Behavior of solutions to the heat equation at infinity I have read that for the solution $u$ of the heat equation
$$u_t = u_{xx},$$
with $u(x,0)= a \exp(-bx^2)$ for some $a,b >0$, 
it holds
$$\lim_{x \to \infty} u_x(x,t) = 0 = \lim_{x \to \infty} u(x,t)$$
and also
$$ \lim_{x \to -\infty} u_x(x,t) = 0 = \lim_{x \to -\infty} u(x,t) .$$
Why is that? Does anyone know how to proof this? I can't find it in my pde books.

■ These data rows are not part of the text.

PR #1423, opened 2017-06-09
Add conditional import of bokeh package in utils.py

martinholmer:
Original intention was to add bokeh package to conda.recipe, but still have no answer to question about `slug size` of taxcalc package.  These changes work around this lack of information for the time being.


martinholmer:
Note that the increase in uncovered statements from 8 t0 10 put us back where we were before the code changes in #1419.

Issue #1440, opened 2017-06-27
Treatment of weights in Records object constructor, Part 2


martinholmer:
Pull request #844, which was merged on August 10, 2016, included the following code in the Records class constructor:
```
        # weights must be same size as tax record data
        if not self.WT.empty and self.dim != len(self.WT):
            frac = float(self.dim) / len(self.WT)
            self.WT = self.WT.iloc[self.index]
            self.WT = self.WT / frac
```
The calculation of `frac` has already been discussed in issue #1439.

An additional problem with the above code is that it ignores the fact that the weights vary from year to year, and therefore, applying one value of `frac` to weights in all the years creates unnecessary variation in sample weights across years.

@MattHJensen @feenberg @hdoupe

martinholmer:
Issue #1440 has been resolved by the merge of pull request #1441.

Issue #1439, opened 2017-06-20
Treatment of weights in Records object constructor, Part 1


hdoupe:
I'm opening this issue in response to PR #1429.

In the case where a subsample of the PUF file is passed to a `Records` object, I'm a bit confused as to why we scale the weights by the full sample size divided by the subsample size.  It would make more sense to me to scale the weights by the the sum of the weights in the full sample divided by the sum of the weights in the subsample.

```
# we are doing this:
wt = wt * (N_fullsample / N_subsample)
# but why don't we do it this way
wt = wt * (sum(fullsample_weights) / sum(subsample_weights))
```

I feel like I'm missing something.  I'd appreciate any thoughts that you all may have on this. 

cc @martinholmer

martinholmer:
Thanks for opening an issue on this matter. I'll be back from Canada next week and I'll study this.

feenberg:
On Tue, 20 Jun 2017, Henry Doupe wrote:

> 
> I'm opening this issue in response to PR #1429.
> 
> In the case where a subsample of the PUF file is passed to a Records object, I'm a bit confused as to why we scale the
> weights by the full sample size divided by the subsample size. It would make more sense to me to scale the weights by the
> the sum of the weights in the full sample divided by the sum of the weights in the subsample.

Same in expected value terms, but more accurate.

dan

hdoupe:
@feenberg Thanks for the reply.  That makes sense, but more accurate in what way?

martinholmer:
@hdoupe said:
> @feenberg Thanks for the reply.
>
>> Same in expected value terms, but more accurate.
>
> That makes sense, but more accurate in what way?

I think the point @feenberg is making is that when picking an **unweighted** sample, scaling up the  sample weights in these two ways produces the same expected value of the sum of the scaled-up sample weights.  But that using the scale-up factor you suggest (the ratio of the weights) produces a sum of the scaled-up weights that has a lower variance than using a scale-up factor that is simply the ratio of the unweighted counts (as in the current code).  By lower variance, I mean when the random-number seed changes that sum of the scaled-up weights will vary less (when using the ratio of the weights for the scale-up factor).

Independently, scaling up the sample weights using the ratio of the weights (instead of ratio of the raw counts) is the correct approach when picking a **weighted** sample.

Does that make sense?

hdoupe:
[...]

PR #1441, opened 2017-06-27
Improve sample weight adjustment

martinholmer:
This pull request attempts to improve the logic of scaling up sub-sample weights so that they produces results that are closer to those produced using a full sample.  The proposed changes attempt to resolve the issues discussed in #1439 and #1440.

@MattHJensen @feenberg @hdoupe

### DIFF
--- a/RELEASES.md
+++ b/RELEASES.md
@@ -15,7 +15,7 @@ Release 0.9.1 on 2017-??-??
 **New Features**
 - Improve calculation of sub-sample weights
   [[#1441](https://github.com/open-source-economics/Tax-Calculator/pull/1441)
-  by Hank Doupe and Martin Holmer]
+  by Hank Doupe]
 
 **Bug Fixes**
 - None
--- a/RELEASES.md
+++ b/RELEASES.md
@@ -10,11 +10,15 @@ Release 0.9.1 on 2017-??-??
 [#XXXX](https://github.com/open-source-economics/Tax-Calculator/pull/XXXX))
 
 **API Changes**
+- None
 
 **New Features**
+- Improve calculation of sub-sample weights
+  [[#1441](https://github.com/open-source-economics/Tax-Calculator/pull/1441)
+  by Hank Doupe and Martin Holmer]
 
 **Bug Fixes**
-
+- None
 
 Release 0.9.0 on 2017-06-14
 ---------------------------
--- a/taxcalc/records.py
+++ b/taxcalc/records.py
@@ -146,9 +146,16 @@ class Records(object):
         self._read_adjust(adjust_ratios)
         # weights must be same size as tax record data
         if not self.WT.empty and self.dim != len(self.WT):
-            frac = float(self.dim) / len(self.WT)
+            # .. compute sum of full-sample weights for each year
+            sum_full_weights = dict()
+            for colname in list(self.WT):
+                sum_full_weights[colname] = self.WT[colname].sum()
+            # .. make WT index correspond to specified Records sub-sample index
             self.WT = self.WT.iloc[self.index]
-            self.WT = self.WT / frac
+            # .. scale up WT using a differenct factor for each year
+            for colname in list(self.WT):
+                sum_sub_weights = self.WT[colname].sum()
+                self.WT[colname] *= sum_full_weights[colname] / sum_sub_weights
         # specify current_year and FLPDYR values
         if isinstance(start_year, int):
             self._current_year = start_year
--- a/taxcalc/records.py
+++ b/taxcalc/records.py
@@ -5,6 +5,7 @@ Tax-Calculator tax-filing-unit Records class.
 # pep8 --ignore=E402 records.py
 # pylint --disable=locally-disabled records.py
 
+from __future__ import division
 import os
 import json
 import six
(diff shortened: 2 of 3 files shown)


martinholmer:
@hdoupe,  Could you review the changes in pull request #1441 to make sure they are sensible given your recent work on this topic?  Thanks.

hdoupe:
@martinholmer this looks sensible.  What do you think about doing it this way?

```
WT_full_sum = self.WT.sum()
self.WT = self.WT.iloc[self.index]
WT_sub_sum = self.WT.sum()
WT_ratio = WT_full_sum / WT_sub_sum

self.WT = self.WT * WT_ratio
```

These should be equivalent, but this way be a bit faster.  However, I'm not sure if it would matter too much given that we are only dealing with 10 years of data.

martinholmer:
@hdoupe said:
> this [#1441] looks sensible. What do you think about doing it this way?
>```
> WT_full_sum = self.WT.sum()
> self.WT = self.WT.iloc[self.index]
> WT_sub_sum = self.WT.sum()
> WT_ratio = WT_full_sum / WT_sub_sum
> self.WT = self.WT * WT_ratio
>```
> These should be equivalent, but this way may be a bit faster. However, I'm not sure if it would matter too much given that we are only dealing with 10 years of data.

PR#1441 and what you suggest above would be equivalent if the weights were the same in each year.  But the weights are different in each year, so I don't think they are equivalent.  In addition to resolving your issue #1439, pull request #1441 is trying to resolve my issue #1440.

Does this make sense?

hdoupe:
@martinholmer , I think they should be the same.  `WT_full_sum` and `WT_sub_sum` are pandas Series objects of length 18 with each entry being the total sum of weights for 2009, 2010, ..., 2026.  Then, `WT_ratio` is a pandas Series object where the i-th item is the i-th item of `WT_full_sum` divided by the i-th item of  `WT_sub_sum`.  

Finally, `self.WT * WT_ratio` multiplies the i-th column of `self.WT` by the i-th item of `WT_ratio`.

If my understanding is correct, this is just another way to solve the problem but without using loops.  Whichever implementation you choose is probably just a matter of preference in this situation.

martinholmer:
@hdoupe,
Thanks for the tutorial on the magic of Pandas, which is something I've had trouble getting.

I tried to use your code fragment in place of what is in #1441, but did not get the same result.  In fact, the test failed even though it passes with the current code.

The most likely answer is that I made a mistake in applying your code.  Maybe you can take a look.
Here is what I tried:
```
        # weights must be same size as tax record data
        if not self.WT.empty and self.dim != len(self.WT):
            WT_full_sum = self.WT.sum()
            self.WT = self.WT.iloc[self.index]
            WT_sub_sum = self.WT.sum()
            WT_ratio = WT_full_sum / WT_sub_sum
            self.WT = self.WT * WT_ratio
```
But instead of passing the `test_agg` test in the `test_pufcsv.py` file, I get this failure message:
```
E           ValueError: PUFCSV AGG RESULTS DIFFER IN SUB-SAMPLE AND FULL-SAMPLE
E           WHEN subfrac=0.030, rtol=0.0100, seed=180
E            year,sub,full,reldiff= 2013	2199.38	2176.94	0.0103
E            year,sub,full,reldiff= 2017	2821.50	2790.64	0.0111
E            year,sub,full,reldiff= 2018	2931.17	2899.85	0.0108
E            year,sub,full,reldiff= 2020	3136.53	3105.29	0.0101
E            year,sub,full,reldiff= 2021	3266.19	3230.47	0.0111
E            year,sub,full,reldiff= 2022	3416.16	3369.21	0.0139
tests/test_pufcsv.py:111: ValueError
```
Any suggestions would be welcome as I am far from being a Pandas expert.

hdoupe:
@martinholmer No problem, glad I can help.  I ran the test with the first implementation and the second implementation and got the same results for each implementation: 

```
E           ValueError: PUFCSV AGG RESULTS DIFFER IN SUB-SAMPLE AND FULL-SAMPLE
E           WHEN subfrac=0.030, rtol=0.0100, seed=180
E            year,sub,full,reldiff= 2013	2199.38	2176.94	0.0103
E            year,sub,full,reldiff= 2017	2821.50	2790.64	0.0111
E            year,sub,full,reldiff= 2018	2931.17	2899.85	0.0108
E            year,sub,full,reldiff= 2020	3136.53	3105.29	0.0101
E            year,sub,full,reldiff= 2021	3266.19	3230.47	0.0111
E            year,sub,full,reldiff= 2022	3416.16	3369.21	0.0139

tests/test_pufcsv.py:111: ValueError
```

The adjusted weights should sum to the same amount as the full sample weights.  I tested this here: 
```
from taxcalc.records import Records
import pandas as pd

puf = pd.read_csv("taxcalc/puf.csv")
puf_samp = puf.sample(frac=0.03, random_state=180)

rec = Records(data = puf_samp)
wt = pd.read_csv("taxcalc/puf_weights.csv")

print(wt.sum() - rec.WT.sum())
```

Both implementations were off by the same amount: 

```
WT2009    0.000109
WT2010   -0.000067
WT2011   -0.000021
WT2012   -0.000074
WT2013    0.000086
WT2014    0.000078
WT2015    0.000147
WT2016   -0.000093
WT2017   -0.000097
WT2018    0.000175
WT2019   -0.000130
WT2020   -0.000175
WT2021    0.000084
WT2022   -0.000065
WT2023    0.000156
WT2024    0.000072
WT2025    0.000092
WT2026   -0.000191
dtype: float64
```

Are you sure that it passed the test on the first implementation?  My tests indicate that the two implementations are producing the same result.

martinholmer:
@hdoupe,  Thanks again for all the help on Pandas usage.  You are absolutely correct.  I had no idea that Pandas would do sums for all the DataFrame columns when you do dframe.sum().  I discovered we were getting different results with my column-loop code (which should have been logically equivalent but slower) because of a Python 2.7 versus Python 3.x difference: 5/2=2 in Python 2.7, but 5/2=2.5 in Python 3.x.  So my now-removed column-loop code was not accurate because the weight scale-up factor was an interger (since the weights in the `puf_weights.csv` file are integers).

Again, thanks for all the help.  I'm going to merge this very soon.

@MattHJensen @feenberg @Amy-Xu @andersonfrailey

 A: With such simple initial data, the most helpful way is to find the solution using the Poisson formula
\begin{align}
u(x,t)=\frac{1}{\sqrt{4\pi t}}\int\limits_{-\infty}^{\infty}ae^{-by^2}e^{-\frac{(x-y)^2}{4t}}dy=\frac{ae^{-\frac{bx^2}{1+4bt}}}{\sqrt{4\pi t}}\int\limits_{-\infty}^{\infty}e^{-(b+\frac{1}{4t})\bigl(y-\frac{x}{1+4bt}\bigr)^2}dy\\
=\frac{ae^{-\frac{bx^2}{1+4bt}}}{\sqrt{4\pi t}}\int\limits_{-\infty}^{\infty}e^{-(b+\frac{1}{4t})y^2}dy=\frac{ae^{-\frac{bx^2}{1+4bt}}}{\sqrt{\pi(1+4bt)}}\int\limits_{-\infty}^{\infty}e^{-z^2}dz=\frac{ae^{-\frac{bx^2}{1+4bt}}}{\sqrt{1+4bt}}
\end{align}
which readily implies that 
$$
\lim_{|x| \to \infty} u_x(x,t) = 0 = \lim_{|x| \to \infty} u(x,t).\tag{$\ast$}
$$
But the fundamental fact is that $(\ast)$ holds with any bounded initial data $u_0(x)\overset{\rm def}{=}u(x,0)$ vanishing at infinity, i.e.,
$$
\sup_{\mathbb{R}}|u_0|=M<\infty,\qquad\lim_{|x| \to \infty} u_0(x) = 0. 
$$
Indeed, $\forall\,\varepsilon>0\;\exists\,R_{\varepsilon}>0\,\colon\; |u_0(x)|<\varepsilon/2\;\forall\,x\in\mathbb{R}$  with modulus $ |x|>R_{\varepsilon}\,.$ Hence
\begin{align}
|u(x,t)|\leqslant\frac{1}{\sqrt{4\pi t}}\int\limits_{-\infty}^{\infty}|u_0(y)|e^{-\frac{(x-y)^2}{4t}}dy=\frac{1}{\sqrt{4\pi t}}\biggl(\int\limits_{|y|<R_{\varepsilon}}+\int\limits_{|y|>R_{\varepsilon}}\biggr)\\
\leqslant\frac{M}{\sqrt{4\pi t}}\int\limits_{-R_{\varepsilon}}^{R_{\varepsilon}}e^{-\frac{(x-y)^2}{4t}}dy+\frac{\varepsilon/2}{\sqrt{4\pi t}}\int\limits_{-\infty}^{\infty}e^{-\frac{(x-y)^2}{4t}}dy\leqslant \frac{M}{\sqrt{4\pi\delta}}\int\limits_{-R_{\varepsilon}}^{R_{\varepsilon}}e^{-\frac{(x-y)^2}{4T}}dy+\varepsilon/2\tag{$\ast\ast$}
\end{align}
for all $x\in\mathbb{R}$ and $t\in [\delta,T]$, with arbitrary fixed positive $\delta<T$.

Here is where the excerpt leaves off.